Features may include income, repayment history, loan amount, and existing debt. The model estimates the probability that the applicant may default.

If the probability of default is 0.76, the system may mark the case as high risk. If it is 0.22, the case may be marked as lower risk. The final business decision can still include human review.

3. Medical screening example.
A screening model may use age, test measurements, symptoms, and history to estimate the probability of a condition being present.

Here the threshold may not be 0.50. If missing a real case is dangerous, the threshold may be lowered so more patients are flagged for further testing. This increases false positives but reduces missed cases.

4. Customer churn.
A company may predict whether a customer will leave. Features can include complaint count, usage drop, plan price, tenure, and support history.

A churn probability of 0.68 may trigger a retention offer. A probability of 0.12 may need no immediate action. The model supports prioritization rather than replacing judgement.

5. Understanding weights.
In a churn model, a positive weight for complaint count means more complaints push the probability of churn upward. A negative weight for tenure means longer relationship may push churn probability downward.

6. Threshold trade-off.
Suppose fraud detection uses a threshold of 0.50. Many fraud cases are caught, but some genuine payments may be blocked. If the threshold is raised to 0.80, fewer genuine payments are blocked, but more fraud may pass.

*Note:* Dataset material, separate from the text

PR #1932, opened 2017-03-08
Fix for https://bugzilla.xamarin.com/show_bug.cgi?id=53165

ToddGrun:


slluis:
I'll let @mkrueger review this.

7. Confusion matrix reading.
After prediction, results can be counted as true positives, true negatives, false positives, and false negatives. This is more useful than accuracy alone when one mistake is more serious than another.

8. Why scaling can help.
If one feature is measured in rupees and another as a small ratio, their numeric ranges can be very different. Scaling features helps the training process treat them more evenly.